Final answer:
The First Theorem of Probability, known as the Addition Rule, states that for two mutually exclusive events, the probability of either event occurring is the sum of their individual probabilities. This rule is represented mathematically as P(A OR B) = P(A) + P(B), where A and B cannot occur simultaneously. The correct option for the student's question is A.
Step-by-step explanation:
The First Theorem of Probability, often referred to as the Addition Rule or the "either/or" rule, tells us how to calculate the probability of one event or another occurring when dealing with two mutually exclusive events. If events A and B are mutually exclusive, meaning they cannot occur at the same time, the probability that either event A or event B occurs is the sum of their individual probabilities. This is expressed mathematically as P(A OR B) = P(A) + P(B).
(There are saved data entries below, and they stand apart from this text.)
PR #1463, opened 2022-10-06
Remove effects of `Sun intensity` and `Sun color` on preview

### LINKED ISSUE #993: Sun intensity affects preview render
Left is sun intensity = 1, right is sun intensity = 5.

I think that was intentional, to show how strong the sun will look directly in the preview, but values higher than 3 just make it difficult to see what the camera is pointed to and doesn't reflect what the end result will look like.

Peregrine05:
Fixes #993.

The preview now always appears as though the `Sun color` were white and the `Sun intensity` were 1.25.

**New:**
image

Please tell me if I did anything wrong, and feel free to commit fixes, if any are needed.

### DIFF
--- a/chunky/src/java/se/llbit/chunky/renderer/scene/Sun.java
+++ b/chunky/src/java/se/llbit/chunky/renderer/scene/Sun.java
@@ -137,6 +137,10 @@ public class Sun implements JsonSerializable {
 
   protected final Vector3 emittance = new Vector3(1, 1, 1);
 
+  protected final Vector3 previewEmittance = new Vector3(1, 1, 1);
+
+  protected final Vector3 previewColor = new Vector3(1, 1, 1);
+
   // final to ensure that we don't do a lot of redundant re-allocation
   private final Vector3 color = new Vector3(1, 1, 1);
 
@@ -200,6 +204,9 @@ public class Sun implements JsonSerializable {
 
     emittance.set(color);
     emittance.scale(FastMath.pow(intensity, Scene.DEFAULT_GAMMA));
+
+    previewEmittance.set(previewColor);
+    previewEmittance.scale(FastMath.pow(DEFAULT_INTENSITY, Scene.DEFAULT_GAMMA));
 
     Sky sky = ((Scene) scene).sky();
     if (sky.getSkyMode() == Sky.SkyMode.SIMULATED) {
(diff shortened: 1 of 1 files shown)


NotStirred (approved):

leMaik:
Not sure about the sun color, but not changing the intensity is a good idea :+1:

chunky/src/java/se/llbit/chunky/renderer/scene/Sun.java
```diff
@@ -201,6 +205,9 @@ private void initSun() {
     emittance.set(color);
     emittance.scale(FastMath.pow(intensity, Scene.DEFAULT_GAMMA));
 
+    previewEmittance.set(previewColor);
+    previewEmittance.scale(FastMath.pow(DEFAULT_INTENSITY, Scene.DEFAULT_GAMMA));
```
leMaik, line 209: Given that these never change, why not initialize them in the constructor?

Peregrine05:
Depending on the sun intensity and many other factors, such as sky light, the effect that the sun color has on the preview can be quite inaccurate compared to the actual render, and can simply make it difficult to see the preview properly.

Peregrine05:
I don't really know what I'm doing (I'm not a Java expert), but it works, supposedly. I don't know if this is what leMaik meant, though, or if this is how it is best done.

chunky/src/java/se/llbit/chunky/renderer/scene/Sun.java
```diff
@@ -137,6 +137,10 @@ public class Sun implements JsonSerializable {
 
   protected final Vector3 emittance = new Vector3(1, 1, 1);
 
+  private double pE = FastMath.pow(DEFAULT_INTENSITY, Scene.DEFAULT_GAMMA);
+
+  protected final Vector3 previewEmittance = new Vector3(pE, pE, pE);
```
NotStirred, line 142:
```suggestion
  private static final double pE = FastMath.pow(DEFAULT_INTENSITY, Scene.DEFAULT_GAMMA);

  protected static final Vector3 previewEmittance = new Vector3(pE, pE, pE);
```

NotStirred: does this even make sense? it may actually make more sense for these to be configurable for each sun instance :thinking:

certainly can add final to `pE` though

Peregrine05: I don't know if it makes sense, but I'll go with your suggestion, since you know more about it than I do.

ThatRedox (approved):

For example, when you are flipping a penny and a quarter and want to find the probability of one coin landing on heads and one on tails, you apply the sum rule. The outcome can be achieved with either the penny showing heads and the quarter showing tails, or vice versa. Applying the sum rule, along with the multiplication rule for the individual probabilities, you get [(1/2) × (1/2)] + [(1/2) × (1/2)] = 1/2. Here, the individual coin flips are independent events, but the overall consideration of one head and one tail is a scenario involving mutually exclusive outcomes because you are looking at either/or situations.
Given the options in the question, the correct answer is: A) It tells us that if two events are mutually exclusive, the probability of either one occurring is the sum of their individual probabilities.